##### Supplied data
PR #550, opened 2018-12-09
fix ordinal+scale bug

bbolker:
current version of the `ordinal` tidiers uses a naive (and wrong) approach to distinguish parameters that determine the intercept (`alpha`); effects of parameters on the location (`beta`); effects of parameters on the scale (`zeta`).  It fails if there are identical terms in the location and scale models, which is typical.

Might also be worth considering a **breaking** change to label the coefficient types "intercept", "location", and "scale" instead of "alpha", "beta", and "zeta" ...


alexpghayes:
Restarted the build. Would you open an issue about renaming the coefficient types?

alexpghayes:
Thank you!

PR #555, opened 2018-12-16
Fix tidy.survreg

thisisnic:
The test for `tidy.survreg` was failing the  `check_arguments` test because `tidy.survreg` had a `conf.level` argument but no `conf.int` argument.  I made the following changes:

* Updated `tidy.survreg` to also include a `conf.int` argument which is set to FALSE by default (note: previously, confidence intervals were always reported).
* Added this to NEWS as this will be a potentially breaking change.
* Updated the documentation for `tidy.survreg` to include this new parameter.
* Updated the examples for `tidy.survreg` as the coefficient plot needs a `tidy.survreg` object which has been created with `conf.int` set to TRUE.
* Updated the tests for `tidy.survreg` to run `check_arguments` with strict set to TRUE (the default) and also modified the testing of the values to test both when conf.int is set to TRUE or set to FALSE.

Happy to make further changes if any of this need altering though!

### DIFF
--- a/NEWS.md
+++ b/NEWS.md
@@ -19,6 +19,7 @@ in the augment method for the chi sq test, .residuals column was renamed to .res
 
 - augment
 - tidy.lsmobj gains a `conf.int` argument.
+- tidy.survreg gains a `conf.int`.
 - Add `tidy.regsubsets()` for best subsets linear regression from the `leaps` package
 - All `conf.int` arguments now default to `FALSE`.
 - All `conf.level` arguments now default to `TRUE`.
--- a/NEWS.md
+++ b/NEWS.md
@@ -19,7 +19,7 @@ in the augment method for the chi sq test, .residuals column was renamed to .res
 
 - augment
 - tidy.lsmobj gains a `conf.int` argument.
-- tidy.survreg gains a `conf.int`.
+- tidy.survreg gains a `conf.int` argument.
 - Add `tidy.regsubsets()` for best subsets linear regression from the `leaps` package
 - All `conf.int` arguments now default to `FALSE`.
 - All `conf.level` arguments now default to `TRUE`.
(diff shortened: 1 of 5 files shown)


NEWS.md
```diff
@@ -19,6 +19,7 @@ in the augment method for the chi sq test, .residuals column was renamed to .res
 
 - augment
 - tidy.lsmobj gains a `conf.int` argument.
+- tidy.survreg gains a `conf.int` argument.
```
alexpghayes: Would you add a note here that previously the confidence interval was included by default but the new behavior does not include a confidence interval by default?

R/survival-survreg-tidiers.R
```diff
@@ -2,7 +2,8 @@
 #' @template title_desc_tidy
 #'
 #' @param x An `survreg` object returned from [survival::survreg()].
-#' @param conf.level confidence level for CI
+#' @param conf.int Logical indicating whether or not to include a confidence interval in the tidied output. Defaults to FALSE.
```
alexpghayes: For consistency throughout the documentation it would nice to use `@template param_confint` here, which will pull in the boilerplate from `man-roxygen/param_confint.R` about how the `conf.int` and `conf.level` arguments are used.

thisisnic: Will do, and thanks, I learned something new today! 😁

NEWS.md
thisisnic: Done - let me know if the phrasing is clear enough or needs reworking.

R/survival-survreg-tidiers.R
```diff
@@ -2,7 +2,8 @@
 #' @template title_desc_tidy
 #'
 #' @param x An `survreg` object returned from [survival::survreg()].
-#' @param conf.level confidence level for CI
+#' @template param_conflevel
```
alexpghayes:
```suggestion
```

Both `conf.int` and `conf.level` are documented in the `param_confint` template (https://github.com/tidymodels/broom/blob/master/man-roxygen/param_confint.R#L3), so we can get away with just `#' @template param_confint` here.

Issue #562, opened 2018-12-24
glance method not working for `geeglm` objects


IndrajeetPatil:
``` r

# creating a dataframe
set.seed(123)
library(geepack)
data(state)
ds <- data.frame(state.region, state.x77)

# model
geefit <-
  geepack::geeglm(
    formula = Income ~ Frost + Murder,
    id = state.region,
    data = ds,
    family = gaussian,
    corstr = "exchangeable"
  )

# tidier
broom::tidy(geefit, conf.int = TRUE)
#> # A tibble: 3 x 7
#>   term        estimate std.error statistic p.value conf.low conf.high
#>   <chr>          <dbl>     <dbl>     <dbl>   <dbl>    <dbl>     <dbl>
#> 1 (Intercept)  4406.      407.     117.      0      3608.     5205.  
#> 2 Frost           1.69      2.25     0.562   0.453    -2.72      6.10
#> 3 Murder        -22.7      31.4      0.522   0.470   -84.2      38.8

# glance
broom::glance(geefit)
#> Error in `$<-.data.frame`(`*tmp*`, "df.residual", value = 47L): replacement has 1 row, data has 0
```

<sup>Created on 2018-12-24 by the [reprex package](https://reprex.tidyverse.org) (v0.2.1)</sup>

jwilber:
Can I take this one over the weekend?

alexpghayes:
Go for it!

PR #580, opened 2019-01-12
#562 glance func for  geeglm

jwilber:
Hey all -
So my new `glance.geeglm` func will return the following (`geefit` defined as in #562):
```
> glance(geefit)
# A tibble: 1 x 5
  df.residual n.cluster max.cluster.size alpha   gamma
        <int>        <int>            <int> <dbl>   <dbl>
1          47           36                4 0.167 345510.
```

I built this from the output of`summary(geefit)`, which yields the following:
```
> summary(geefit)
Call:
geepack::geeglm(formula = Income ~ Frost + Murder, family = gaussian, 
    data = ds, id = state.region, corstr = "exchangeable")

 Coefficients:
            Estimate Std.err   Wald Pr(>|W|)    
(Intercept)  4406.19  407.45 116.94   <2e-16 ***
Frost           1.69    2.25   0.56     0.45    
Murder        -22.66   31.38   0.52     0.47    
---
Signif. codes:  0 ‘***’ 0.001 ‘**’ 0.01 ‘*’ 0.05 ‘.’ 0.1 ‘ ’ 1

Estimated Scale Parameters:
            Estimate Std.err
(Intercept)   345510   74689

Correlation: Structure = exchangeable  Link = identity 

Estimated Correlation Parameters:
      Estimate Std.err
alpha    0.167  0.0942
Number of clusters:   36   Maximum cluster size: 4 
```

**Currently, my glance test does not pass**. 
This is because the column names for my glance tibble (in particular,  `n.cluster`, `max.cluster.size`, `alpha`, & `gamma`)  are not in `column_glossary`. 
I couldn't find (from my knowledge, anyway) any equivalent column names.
##########
#### [Problem to solve]
Repeat the data above. Change nothing.

#### [Task output]
PR #550, opened 2018-12-09
fix ordinal+scale bug

bbolker:
current version of the `ordinal` tidiers uses a naive (and wrong) approach to distinguish parameters that determine the intercept (`alpha`); effects of parameters on the location (`beta`); effects of parameters on the scale (`zeta`).  It fails if there are identical terms in the location and scale models, which is typical.

Might also be worth considering a **breaking** change to label the coefficient types "intercept", "location", and "scale" instead of "alpha", "beta", and "zeta" ...


alexpghayes:
Restarted the build. Would you open an issue about renaming the coefficient types?

alexpghayes:
Thank you!

PR #555, opened 2018-12-16
Fix tidy.survreg

thisisnic:
The test for `tidy.survreg` was failing the  `check_arguments` test because `tidy.survreg` had a `conf.level` argument but no `conf.int` argument.  I made the following changes:

* Updated `tidy.survreg` to also include a `conf.int` argument which is set to FALSE by default (note: previously, confidence intervals were always reported).
* Added this to NEWS as this will be a potentially breaking change.
* Updated the documentation for `tidy.survreg` to include this new parameter.
* Updated the examples for `tidy.survreg` as the coefficient plot needs a `tidy.survreg` object which has been created with `conf.int` set to TRUE.
* Updated the tests for `tidy.survreg` to run `check_arguments` with strict set to TRUE (the default) and also modified the testing of the values to test both when conf.int is set to TRUE or set to FALSE.

Happy to make further changes if any of this need altering though!

### DIFF
--- a/NEWS.md
+++ b/NEWS.md
@@ -19,6 +19,7 @@ in the augment method for the chi sq test, .residuals column was renamed to .res
 
 - augment
 - tidy.lsmobj gains a `conf.int` argument.
+- tidy.survreg gains a `conf.int`.
 - Add `tidy.regsubsets()` for best subsets linear regression from the `leaps` package
 - All `conf.int` arguments now default to `FALSE`.
 - All `conf.level` arguments now default to `TRUE`.
--- a/NEWS.md
+++ b/NEWS.md
@@ -19,7 +19,7 @@ in the augment method for the chi sq test, .residuals column was renamed to .res
 
 - augment
 - tidy.lsmobj gains a `conf.int` argument.
-- tidy.survreg gains a `conf.int`.
+- tidy.survreg gains a `conf.int` argument.
 - Add `tidy.regsubsets()` for best subsets linear regression from the `leaps` package
 - All `conf.int` arguments now default to `FALSE`.
 - All `conf.level` arguments now default to `TRUE`.
(diff shortened: 1 of 5 files shown)


NEWS.md
```diff
@@ -19,6 +19,7 @@ in the augment method for the chi sq test, .residuals column was renamed to .res
 
 - augment
 - tidy.lsmobj gains a `conf.int` argument.
+- tidy.survreg gains a `conf.int` argument.
```
alexpghayes: Would you add a note here that previously the confidence interval was included by default but the new behavior does not include a confidence interval by default?

R/survival-survreg-tidiers.R
```diff
@@ -2,7 +2,8 @@
 #' @template title_desc_tidy
 #'
 #' @param x An `survreg` object returned from [survival::survreg()].
-#' @param conf.level confidence level for CI
+#' @param conf.int Logical indicating whether or not to include a confidence interval in the tidied output. Defaults to FALSE.
```
alexpghayes: For consistency throughout the documentation it would nice to use `@template param_confint` here, which will pull in the boilerplate from `man-roxygen/param_confint.R` about how the `conf.int` and `conf.level` arguments are used.

thisisnic: Will do, and thanks, I learned something new today! 😁

NEWS.md
thisisnic: Done - let me know if the phrasing is clear enough or needs reworking.

R/survival-survreg-tidiers.R
```diff
@@ -2,7 +2,8 @@
 #' @template title_desc_tidy
 #'
 #' @param x An `survreg` object returned from [survival::survreg()].
-#' @param conf.level confidence level for CI
+#' @template param_conflevel
```
alexpghayes:
```suggestion
```

Both `conf.int` and `conf.level` are documented in the `param_confint` template (https://github.com/tidymodels/broom/blob/master/man-roxygen/param_confint.R#L3), so we can get away with just `#' @template param_confint` here.

Issue #562, opened 2018-12-24
glance method not working for `geeglm` objects


IndrajeetPatil:
``` r

# creating a dataframe
set.seed(123)
library(geepack)
data(state)
ds <- data.frame(state.region, state.x77)

# model
geefit <-
  geepack::geeglm(
    formula = Income ~ Frost + Murder,
    id = state.region,
    data = ds,
    family = gaussian,
    corstr = "exchangeable"
  )

# tidier
broom::tidy(geefit, conf.int = TRUE)
#> # A tibble: 3 x 7
#>   term        estimate std.error statistic p.value conf.low conf.high
#>   <chr>          <dbl>     <dbl>     <dbl>   <dbl>    <dbl>     <dbl>
#> 1 (Intercept)  4406.      407.     117.      0      3608.     5205.  
#> 2 Frost           1.69      2.25     0.562   0.453    -2.72      6.10
#> 3 Murder        -22.7      31.4      0.522   0.470   -84.2      38.8

# glance
broom::glance(geefit)
#> Error in `$<-.data.frame`(`*tmp*`, "df.residual", value = 47L): replacement has 1 row, data has 0
```

<sup>Created on 2018-12-24 by the [reprex package](https://reprex.tidyverse.org) (v0.2.1)</sup>

jwilber:
Can I take this one over the weekend?

alexpghayes:
Go for it!

PR #580, opened 2019-01-12
#562 glance func for  geeglm

jwilber:
Hey all -
So my new `glance.geeglm` func will return the following (`geefit` defined as in #562):
```
> glance(geefit)
# A tibble: 1 x 5
  df.residual n.cluster max.cluster.size alpha   gamma
        <int>        <int>            <int> <dbl>   <dbl>
1          47           36                4 0.167 345510.
```

I built this from the output of`summary(geefit)`, which yields the following:
```
> summary(geefit)
Call:
geepack::geeglm(formula = Income ~ Frost + Murder, family = gaussian, 
    data = ds, id = state.region, corstr = "exchangeable")

 Coefficients:
            Estimate Std.err   Wald Pr(>|W|)    
(Intercept)  4406.19  407.45 116.94   <2e-16 ***
Frost           1.69    2.25   0.56     0.45    
Murder        -22.66   31.38   0.52     0.47    
---
Signif. codes:  0 ‘***’ 0.001 ‘**’ 0.01 ‘*’ 0.05 ‘.’ 0.1 ‘ ’ 1

Estimated Scale Parameters:
            Estimate Std.err
(Intercept)   345510   74689

Correlation: Structure = exchangeable  Link = identity 

Estimated Correlation Parameters:
      Estimate Std.err
alpha    0.167  0.0942
Number of clusters:   36   Maximum cluster size: 4 
```

**Currently, my glance test does not pass**. 
This is because the column names for my glance tibble (in particular,  `n.cluster`, `max.cluster.size`, `alpha`, & `gamma`)  are not in `column_glossary`. 
I couldn't find (from my knowledge, anyway) any equivalent column names.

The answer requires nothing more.